Can anyone recommend any good ROMS, with an emphasis on battery life and stability?


----------



## mao (May 3, 2011)

Lots of ROms here


----------



## UnderAnOpenSky (May 3, 2011)

I know...that's why I was asking for recommendations. 

XDA are great, but after playing with lots of ROMs on my Touch HD, I value things just working.


----------



## dervish (May 3, 2011)

Thats the trouble, when you start using other peoples ROMs you are adding an element of randomness to your phone, this is usually manifested by the great additions they add, but sometimes it can be the omissions as well. One ROM that I think is great might have one feature that you value missing. I generally just go for a newish ROM and add whatever I want to it, if it has a glaring ommission try another, you are VERY unlikely to brick the phone. BTW unless you really have a need for some of the sense features there are a lot of different home screen replacements out there, some of which are (IMO) far better, ADW.Launcher and Go Launcher are two particularly good ones, Go has some more features but is a little more buggy.


----------



## UnderAnOpenSky (May 3, 2011)

Without doubt when I was using winmo, I had to take backward steps that weren't quite there before I found stuff that worked. I'll have a look at some of the other's you mentioned, but the few alternatives I've played with so far havn't been as pretty (yes I am that shallow) 

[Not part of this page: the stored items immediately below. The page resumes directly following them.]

PR #1534, opened 2015-03-30
[Sprint: 46] XD-2854 Migrate Stream definitions that don't have MDs

ilayaperumalg:
- This code checks for existing stream definitions and update
the module definitions if they don't exist.
 - Add better exception handling
 - Use PostConstruct to run migration

### DIFF
--- a/spring-xd-dirt/src/main/java/org/springframework/xd/dirt/stream/StreamDeployer.java
+++ b/spring-xd-dirt/src/main/java/org/springframework/xd/dirt/stream/StreamDeployer.java
@@ -21,6 +21,26 @@ import static org.springframework.xd.dirt.stream.ParsingContext.stream;
 import org.springframework.xd.dirt.server.admin.deployment.DeploymentHandler;
 import org.springframework.xd.dirt.zookeeper.Paths;
 import org.springframework.xd.dirt.zookeeper.ZooKeeperConnection;
+import java.util.List;
+import java.util.Map;
+
+import javax.annotation.PostConstruct;
+
+import org.apache.curator.framework.CuratorFramework;
+import org.apache.curator.framework.api.BackgroundPathAndBytesable;
+import org.slf4j.Logger;
+import org.slf4j.LoggerFactory;
+
+import org.springframework.xd.dirt.zookeeper.Paths;
+import org.springframework.xd.dirt.zookeeper.ZooKeeperConnection;
+import org.springframework.xd.dirt.zookeeper.ZooKeeperUtils;
+import org.springframework.xd.module.ModuleDefinition;
+import org.springframework.xd.module.ModuleDescriptor;
+
+import com.fasterxml.jackson.core.JsonProcessingException;
+import com.fasterxml.jackson.core.type.TypeReference;
+import com.fasterxml.jackson.databind.ObjectMapper;
+import com.fasterxml.jackson.databind.ObjectWriter;
 
 /**
  * Default implementation of {@link StreamDeployer} that uses provided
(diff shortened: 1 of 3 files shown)


spring-xd-dirt/src/main/java/org/springframework/xd/dirt/stream/StreamDeployer.java
```diff
@@ -80,4 +114,70 @@ protected String getDeploymentPath(StreamDefinition definition) {
...
+	 * See https://jira.spring.io/browse/XD-2854
+	 */
+	@PostConstruct
+	private void updateModuleDefinitions() {
+		if (this.zkConnection.getClient() != null) {
+			try {
+				CuratorFramework client = this.zkConnection.getClient();
+				if (client.checkExists().forPath(Paths.STREAMS) != null) {
+					Iterable<StreamDefinition> streamDefinitions = findAll();
+					for (StreamDefinition definition : streamDefinitions) {
```
pperalta: These two lines can be simplified to:
```
for (StreamDefinition definition : findAll()) {
```

spring-xd-dirt/src/main/java/org/springframework/xd/dirt/stream/StreamDeployer.java
```diff
@@ -80,4 +114,70 @@ protected String getDeploymentPath(StreamDefinition definition) {
...
+						setModuleDefinitions(client, definition);
+					}
+				}
+			}
+			catch (Exception e) {
+				logger.error("Exception migrating stream definitions. This migration is done when the existing " +
+						"stream definitions that don't have module definitions set. " + e);
```
pperalta: Pass the exception as a parameter to the logger so that we don't lose the stack trace.

As in, do `", e);` instead of `" + e);`.

spring-xd-dirt/src/main/java/org/springframework/xd/dirt/stream/StreamDeployer.java
```diff
@@ -80,4 +114,70 @@ protected String getDeploymentPath(StreamDefinition definition) {
...
+	 *
+	 * @param client the curator framework client
+	 * @param definition the stream definition
+	 */
+	private void setModuleDefinitions(CuratorFramework client, StreamDefinition definition) {
+		String streamName = definition.getName();
+		String path = Paths.build(Paths.STREAMS, streamName);
+		try {
+			byte[] bytes = client.getData().forPath(path);
+			if (bytes != null) {
```
pperalta: If the stream node exists but is empty, would it be desirable to populate it with the new format? If so, here's my suggestion:

```
byte[] bytes = client.getData().forPath(path);
Map<String, String> map = bytes == null
		? new HashMap<String, String>()
		: ZooKeeperUtils.bytesToMap(bytes);
```

spring-xd-dirt/src/main/java/org/springframework/xd/dirt/stream/StreamDeployer.java
```diff
@@ -80,4 +114,70 @@ protected String getDeploymentPath(StreamDefinition definition) {
...
+				Map<String, String> map = ZooKeeperUtils.bytesToMap(bytes);
+				if (map.get(MODULE_DEFINITIONS_KEY) == null) {
```
pperalta: Perhaps we should add a comment here indicating the old format vs the new format?

spring-xd-dirt/src/main/java/org/springframework/xd/dirt/stream/StreamDeployer.java
```diff
@@ -80,4 +114,70 @@ protected String getDeploymentPath(StreamDefinition definition) {
...
+						try {
+							map.put(MODULE_DEFINITIONS_KEY,
+									objectWriter.writeValueAsString(moduleDefinitions));
+							byte[] binary = ZooKeeperUtils.mapToBytes(map);
+							BackgroundPathAndBytesable<?> op = client.checkExists().forPath(path) == null
+									? client.create() : client.setData();
+							op.forPath(path, binary);
+						}
+						catch (JsonProcessingException jpe) {
+							logger.error("Exception writing module definitions " + moduleDefinitions +
```
pperalta: Same comment regarding exception logging as above.

spring-xd-dirt/src/main/java/org/springframework/xd/dirt/stream/StreamDeployer.java
```diff
@@ -80,4 +114,70 @@ protected String getDeploymentPath(StreamDefinition definition) {
...
+									" for the stream " + streamName + " : " + jpe);
+						}
+					}
+				}
+			}
+		}
+		catch (Exception e) {
+			logger.error("Exception when updating module definitions for the stream "
+					+ streamName + " : " + e);
```
pperalta: Same comment regarding exception logging as above.

spring-xd-dirt/src/main/java/org/springframework/xd/dirt/stream/StreamDeployer.java
ilayaperumalg: If the stream node exists then it would never be empty as it will always at least have the stream definition with it.

pperalta:
Squashed & merged as 0d184685af1d5d3e26e8822e5ff66027336cef4c

PR #1535, opened 2015-03-31
XD-2885: Fix modules packaging to only include relevant files

ericbottard:
You'll also want to make sure that you don't have `${checkout_dir}/modules/lib`, as this was a previous bogus dir (fixed in a different PR), but not cleaned. This can safely be `rm -fR`ed, and it should not re-appear (and not be packaged)


dturanski:
merged

PR #17, opened 2021-01-16
Fix: ignoring attributes on template argument

Jamaika1:
```
CommonDef.h:600:55: warning: ignoring attributes on template argument 'void(int, const char*, va_list)' {aka 'void(int, const char*, char*)'} [-Wignored-attributes]
  600 | extern std::function<void( int, const char*, va_list )> g_msgFnc;
      |                                                       ^
```


adamjw24:
What compiler is this?

Jamaika1:
GCC 10.2 or 11.0 C++11

adamjw24:
We cannot reproduce the problem. Also, we are working on cleaning up the lib interface, so maybe the problems will be resolved within this refactoring.

PR #24, opened 2021-03-05
Changed profile description

Jamaika1:


adamjw24:
The mentioned profiles are not supported and should not be shown in help.

See the following snippet:
https://github.com/fraunhoferhhi/vvenc/blob/0f0f08f305f5d1f341c699b27791cae8b83e1d66/source/Lib/vvenc/vvencCfg.cpp#L1392-L1398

Out of interest does anyone know where I can find the stock ROM that came installed in case I want to go back/send it back. I was lucky enough to get an unlocked one with no carrier branding on it, so just after the one it ships with by default.


----------



## cybershot (May 4, 2011)

htc have the stock roms on their website i believe. May be difficult to find, but the nexus one, one is certainly there.

Other than that I'm sure it's on xda somewhere.


----------



## ovaltina (May 4, 2011)

Before you flash your new rom you should do a backup via ClockworkMod. Then if something goes wrong or you have to return the phone just restore. 
Why not download a few roms that you like the look of and try them out?


----------